See: jvalkeal/randomstuff/dataflow-uaa.
With this, you can run UAA as a standalone process served at 8080, and SCDF+Skipper running separately it can negotiate with and use the UAA backend for authentication/authorization flows. Feel free to customize the uaa.yaml with desired users, roles, and the associated scopes. Once again, all this is outside of SCDF, and it comes down to how much you'd want to rely on UAA like identity providers.
Keycloak is another excellent option for a local deployment experience. I believe there's a Docker image for Keycloak.
I am trying to setup Spring Cloud Data Flow (SCDF) to run in Local mode and how few questions which may help me decide if its a suitable platform for my requirements.
Even though the recommendation is to use Cloud Foundry, Kubernetes etc as task execution environment my preference to run things on production is local mode mainly because I don't have a lot of workload and cant deal with all the additional complexity. Now in local mode will I be able to run all types of SCDF apps, namely Streams, Jobs and tasks with no limitations? Some parts of the document mentions that only Jobs can be run in local mode.
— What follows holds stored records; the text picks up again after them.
PR #509, opened 2021-08-02
Add options to the `artisan sentry:publish` command to better support `--no-interaction` mode

vokamut:


vokamut:
Because the default values will change

stayallive (approved):
Yep you are right, better to keept the same defaults :)

Thanks for this, I only changes to name of the performance monitoring option to be more clear IMHO.

Issue #514, opened 2021-09-28
Checking offset "level" on null value


wimulkeman:
### Environment

How do you use Sentry?
Sentry SAAS

Which SDK and version?
php - "sentry/sentry-laravel": "^2.8",

### Steps to Reproduce

1. Wrap the Sentry Handler in FingersCrossedHandler
2. Log errors below the activation level from the FingersCrossedHandler
3. Log error above the activation level from the FingersCrossedHandler

### Expected Result

I tried to log one entry with a batch of debug log entries in Sentry without an error.

### Actual Result

In the code I encapsulated the SentryHandler to use the FingersCrossedHandler. This enables the option to buffer debug log messages. When an log event from the defined action_level or higher is set in the application all the previous buffered messages are flushed into the logs to provide context to the eventual error.

```php
<?php

namespace App\Log;

use Monolog\Handler\FingersCrossedHandler;
use Monolog\Handler\HandlerInterface;
use Sentry\Laravel\LogChannel as SentryLogChannel;

class SentryActionLevelLogChannel extends SentryLogChannel
{
    protected function prepareHandler(HandlerInterface $handler, array $config = [])
    {
        $handler = parent::prepareHandler($handler, $config);

        if (!empty($config['action_level'])) {
            $handler = new FingersCrossedHandler($handler, $config['action_level']);
        }

        return $handler;
    }
}
```

When this flush is triggered, the following method is called: [SentryHandler::handleBatch](https://github.com/getsentry/sentry-laravel/blob/master/src/Sentry/Laravel/SentryHandler.php#L73)

This loops through the errors and logs the log entry with the highest error level in Sentry. The other log entries are logged as context of the entry with the highest level.

https://github.com/getsentry/sentry-laravel/blob/master/src/Sentry/Laravel/SentryHandler.php#L90

```php
        // the record with the highest severity is the "main" one
        $record = array_reduce(
            $records,
            function ($highest, $record) {
                if ($record['level'] > $highest['level']) {
                    return $record;
                }

                return $highest;
            }
        );
```

During the first run the `$highest` variable contains `null` which throws an error when trying to fetch the index `level`.

### Possible solution

First check if the index is available.

```php
        // the record with the highest severity is the "main" one
        $record = array_reduce(
            $records,
            function ($highest, $record) {
                if (!isset($highest['level']) || $record['level'] > $highest['level']) {
                    return $record;
                }

                return $highest;
            }
        );
```

wimulkeman:
[...]

PR #515, opened 2021-09-28
fix: check index is availability in method SentryHandler::handleBatch

wimulkeman:
When flushing logrecords with the handleBatch method the code now checks if $highets['level'] is available before using it.

fixes getsentry/sentry-laravel#514

### DIFF
--- a/src/Sentry/Laravel/SentryHandler.php
+++ b/src/Sentry/Laravel/SentryHandler.php
@@ -90,7 +90,9 @@ class SentryHandler extends AbstractProcessingHandler
         $record = array_reduce(
             $records,
             function ($highest, $record) {
-                if ($record['level'] > $highest['level']) {
+                if (!isset($highest['level'])
+                    || $record['level'] > $highest['level']
+                ) {
                     return $record;
                 }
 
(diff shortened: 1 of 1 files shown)


src/Sentry/Laravel/SentryHandler.php
```diff
@@ -90,7 +90,9 @@ function ($record) use ($level) {
         $record = array_reduce(
             $records,
             function ($highest, $record) {
-                if ($record['level'] > $highest['level']) {
+                if (!isset($highest['level'])
+                    || $record['level'] > $highest['level']
+                ) {
```
stayallive, line 95: In your original report (#514) you mention `$highest` is `null` so why not check for that instead of checking if the `level` key is missing since it should never miss on a Monolog record IIRC.

```suggestion
                if ($highest === null || $record['level'] > $highest['level']) {
```

stayallive (commented):
Thanks for taking the time to create this PR!

src/Sentry/Laravel/SentryHandler.php
wimulkeman: Good point. That would make the code cleaner and signal the issue it addresses more clearly. I've changed it.

Issue #516, opened 2021-09-29
Enable log debug record concatenation 


wimulkeman:
## Feature

In Monolog it is possible to use the `FingersCrossedHandler`. When this handler is used a user can set the option `action_level` in their config.

When the `FingersCrossedHandler` is used the following feature becomes available: Monolog will buffer all logrecords which match the defined `level`, but not write them to the log file. When a log record is given which is at or above the `action_level` the buffered records will be flushed to the log.

This feature enables the user to gather debug information in their codebase and only flush it to the logs when the actual error occurs.

## Current support

Sentry already supports this up to a certain point because the `handleBatch` method is implemented in the `SentryHandler` class. When you custom wrap the `SentryHandler` in the `FingersCrossedHandler`  the functionality becomes available. At the moment this requires an extension of `Sentry\Laravel\LogChannel` like the following for example.

```php
<?php

namespace App\Log;

use Monolog\Handler\FingersCrossedHandler;
use Monolog\Handler\HandlerInterface;
use Sentry\Laravel\LogChannel as SentryLogChannel;

class SentryActionLevelLogChannel extends SentryLogChannel
{
    protected function prepareHandler(HandlerInterface $handler, array $config = [])
    {
        $handler = parent::prepareHandler($handler, $config);

        if (!empty($config['action_level'])) {
            $handler = new FingersCrossedHandler($handler, $config['action_level']);
        }

        return $handler;
    }
}
```

## Suggested support

It would be a nice improvement if a user can provide the `action_level` configuration and `sentry-laravel` will act upon it by wrapping the `SentryHandler` in a `FingersCrossedHandler`.

PR #517, opened 2021-09-29
Solves #516: Enable action_level configuration for using FingersCrossedHandler

wimulkeman:
This update enables the user to provide the Sentry log channel with an action_level configuration. The inspiration for the configuration is taken from the Symfony Monolog configuration style.

All records at or above the provided level configuration will be buffered but not written to the logs. When a log record with a level at or above the action_level configuration is provided all the previously buffered log records will be flushed as context['logs'] and under Breadcrumbs in the Sentry log record.

closes getsentry/sentry-laravel#516
See https://symfony.com/doc/current/logging.html#handlers-that-modify-log-entries

### DIFF
--- a/src/Sentry/Laravel/LogChannel.php
+++ b/src/Sentry/Laravel/LogChannel.php
@@ -2,6 +2,7 @@
 
 namespace Sentry\Laravel;
 
+use Monolog\Handler\FingersCrossedHandler;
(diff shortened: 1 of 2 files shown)


stayallive (approved):
Looks good, thanks! 👍

PR #522, opened 2021-11-10
Improve output and DX for `sentry:test` and `sentry:publish` commands

### LINKED ISSUE #521: Add a specific error message for SSL errors in the test command
Currently when we run the test command, if there are SSL errors, a [generic message](https://github.com/getsentry/sentry-laravel/blob/48909d2a174c5af4d78f8b935c071431fd38cb6f/src/Sentry/Laravel/TestCommand.php#L58) appears: `Please check if your DSN is set properly in your config or '.env' as 'SENTRY_LARAVEL_DSN'` . This does not help in pin-pointing the actual issue and it delays troubleshooting, therefore it would be useful to have a specific message for those kind of errors.

stayallive:
Things fixed / improved for `sentry:publish`:

- Ignore commented out env variables and set new ones instead of updating a commented out variable
- Set `SENTRY_TRACES_SAMPLE_RATE` to `0` if transaction should be disabled and `SENTRY_TRACES_SAMPLE_RATE` is present in the `.env`
- Handle missing DSN when command is run non-interactively
- When DSN is provided with the env key in front of it, strap it away no matter the env key (just use whatever comes after the first `=`)
- Fix checking if `.env` key is set (never worked)
- Only make changes to the `.env` after `sentry:test` is a success (or no test is performed)
- Return a unix exit code depending on if the command succeeded or failed

Things fixed / improved for `sentry:test`:

- Use a client specific for the test command so we can be a little more in control
- Log internal SDK errors and show them as errors when sending fails
- Try and detect Let's Encrypt root related errors and show helpful hints
- If sending a event fails, don't try to send a transaction
- Only show generic "DSN is broken" message if the SDK emitted no errors
- Return a unix exit code depending on if the command succeeded or failed

And a bunch more I am probably forgetting. The inner workings have changed but the result has not and also the way they are interacted with have not changed so this should be a very transparent change and just be a glow up for some edge cases.

This should hopefully cut down on boilerplate support messages when setting up the Laravel SDK.

Fixes #521


sforward:
The added commands will not work with Laravel 6 because of the usage of `self::SUCCESS` and `self::FAILURE`.

stayallive:
@sforward good catch, I failed to check that, I'll replace them 👍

Security - I am looking to put controls in place around deployment of apps and operational access to the tool (dashboard) and do see the support for LDAP with roles as an option but the whole concept of using Cloudfoundry UAA, another product to drive the user managements seems like an overkill. Is there no way to configure the tool with an existing LDAP server? Found the following in one of the LDAP issues in Github but its not clear whether it uses UAA in its docker image. Worst case I wont mind if the dashboard can be run in a view/read only mode.
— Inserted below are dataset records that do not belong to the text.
PR #524, opened 2021-11-16
Publish command: prompt for test after publishing config and .env

### LINKED ISSUE #523: Publish command doesn't publish config/env when successfully sending a test event/transaction
### Environment

How do you use Sentry?
Sentry SaaS (sentry.io)

Which SDK and version?
Laravel SDK 2.10.1

### Steps to Reproduce

1. Run `php artisan sentry:publish --dsn={{DSN}}`
2. Answer `yes` to `Enable Performance Monitoring?`
3. Answer `yes` to `Want to send a test event & transaction?`

### Expected Result

The test transaction is sent AND the config is published along with the .env entries.

### Actual Result

Only the test transaction is sent. The config and .env entries only get published when answering `no` to `Want to send a test event & transaction?`

BenSampo:
Resolves #523

### DIFF
--- a/src/Sentry/Laravel/Console/PublishCommand.php
+++ b/src/Sentry/Laravel/Console/PublishCommand.php
@@ -72,19 +72,19 @@ class PublishCommand extends Command
             $env['SENTRY_TRACES_SAMPLE_RATE'] = '0';
         }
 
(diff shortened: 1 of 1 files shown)


stayallive:
I'll explain further in #523.

Issue #449, opened 2021-02-04
Normalized route names when using Lumen


giggsey:
Hi,

When using Tracing in Lumen, it's unable to get the Route Name.

$request->route() returns an array instead of a Route object. This could be used instead to get the same information as full Laravel.

stayallive:
I'm happy to accept a PR fixing this if you are up for it, the initial performance release was and is focussed on Laravel at the moment 👍

mnbp1371:
Hello, I need to run sentry captureException in queue . do you Have any tutorial?

stayallive:
@mnbp1371 no we do not, but running it in the queue is the same as not in the queue, works anywhere in your project. 

But please open up a new issue with what you want to do and what is not working so we can try to help you out. 

But this is not the issue, or at least I don't think it's related to your question.

migralito:
@stayallive cloud you please give me an overview of the steps to follow for merging the PR? so I can make myself with an expectation whether this is ready to merge or not, and the time it will take for this to make to the following release.
Thank you

stayallive:
@migralito I needed some time to check this out.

https://github.com/spring-cloud/spring-cloud-dataflow/issues/2871
If Spring Cloud Data Flow were a purely monolithic application, integrating all aspects of security directly into the app is definitely easier to to wrap one's mind around. This is how Spring Cloud Data Flow originally started out from a security perspective and thus, versions of Spring Cloud Dataflow <2.0.0 supported what we labelled traditional security.
However, even before 2.0.x Spring Cloud Data Flow:
Had to integrate with external platforms such as Cloud Foundry
Became more and more microservices oriented (e.g. by using Skipper)
As a result 2 parallel security architectures had emerged, one using traditional security and the other one driven by OAuth2/OpenID Connect.
This started to become increasingly harder to maintain and for 2.0.x we decided to exclusively focus on OAuth2/OpenID Connect. However, we still had to support a rich set of enterprise features such as Roles, LDAP integration etc. As such, we find that the open-source, production-ready CloudFoundry User Account and Authentication (UAA) Server is an excelling choice. Its LDAP support and features actually exceeds the features offered by Spring Cloud Dataflow <2.0.0.
So yes, in order to setup security for Spring Cloud Data Flow locally, you need to run the UAA. And the UAA would also provide the LDAP support. Technically, Spring Cloud Data Flow has no awareness of the LDAP setup at all.
I hope this provides some background regarding how the Spring Cloud Data Flow security architecture emerged. Please have a look at the reference documentation and the aforementioned SCDF Security with UAA + LDAP example. Don't hesitate to reach out in case of further questions!
Disclaimer: I am a committer on the project.
Starting from v2.0, we delegate to UAA for authentication and authorization. There are a variety of write-ups on this matter; a more comprehensive one to look at is the end-to-end sample on how all this could be put together locally. You do not need CF or K8s, all this can run locally also. We rely on UAA as the gateway to standardize on end-to-end SSO across all the client tools, including shell, dashboard, RESTful APIs, CTR, etc.,
Sample: SCDF Security with UAA + LDAP. For further reading, please refer to the security section in the ref. guide.
Lastly, we do not recommend Local for a production install, but I understand that resiliency and/or restartability of apps under failure condition is not a requirement for some workloads.